Parameter: New column name | 'fine_Dollars' |

The above captures the too-small violations. To also capture the too-big violations, change the above to the following:

Transformation Name | |
---|---|

Parameter: Formula type | Single row formula |

Parameter: Formula | IF(tooSmall == 'true', (minRadius_ft - Radius_ft) * fineDollarsPerFt, if(tooBig == 'true', (Radius_ft - maxRadius_ft) * fineDollarsPerFt, '0.0')) |

Parameter: New column name | 'fine_Dollars' |

In place of the original "false" expression (`0.0`

), the above adds the test for the too-big values, so that all fines are included in a single column. You can reformat the `fine_Dollars`

column to be in dollar format:

Transformation Name | |
---|---|

Parameter: Columns | fine_Dollars |

Parameter: Formula | NUMFORMAT(fine_Dollars, '$###.00') |

**Results:**

After you delete the columns used in the calculation and move the remaining ones, you should end up with a dataset similar to the following:

Location | fineDollarsPerFt | Radius_ft | minRadius_ft | minInclusive | maxRadius_ft | maxInclusive | fineDollars |
---|---|---|---|---|---|---|---|

House1 | 15 | 55.5 | 10 | Y | 25 | N | $457.50 |

House2 | 15 | 12 | 10 | Y | 25 | N | $0.00 |

House3 | 15 | 14.25 | 10 | Y | 25 | N | $0.00 |

House4 | 15 | 3.5 | 10 | Y | 25 | N | $97.50 |

House5 | 15 | 27 | 10 | Y | 25 | N | $30.00 |

Now that you have created all of the computations for generating these values, you can change values for`minRadius_ft`

,`maxRadius_ft`

, and`fineDollarsPerFt`

to analyze the resulting fine revenue.

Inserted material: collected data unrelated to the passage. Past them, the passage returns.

PR #422, opened 2017-03-03
Fix swarm flavor leak

### LINKED ISSUE #421: Swarm flavor plugin leaks connections
That is because we fail to close the docker client we use to connect.

dgageot:
docker client needs to be closed

Fixes #421


examples/flavor/swarm/flavor.go
```diff
@@ -228,6 +257,10 @@ func (s *baseFlavor) prepare(role string, flavorProperties *types.Any, instanceS
 			log.Warningln("Cannot prepare:", err)
 		}
 
+		if dockerClient != nil {
+			dockerClient.(io.Closer).Close()
```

Before or after the transform where you set the value for `fineDollarsPerFt`

, you can insert something like the following:

Transformation Name | |
---|---|

Parameter: Columns | minRadius_ft |

Parameter: Formula | '12.5' |

After the step is added, select the last line in the recipe. Then, you can see how the values in the `fineDollars`

column have been updated.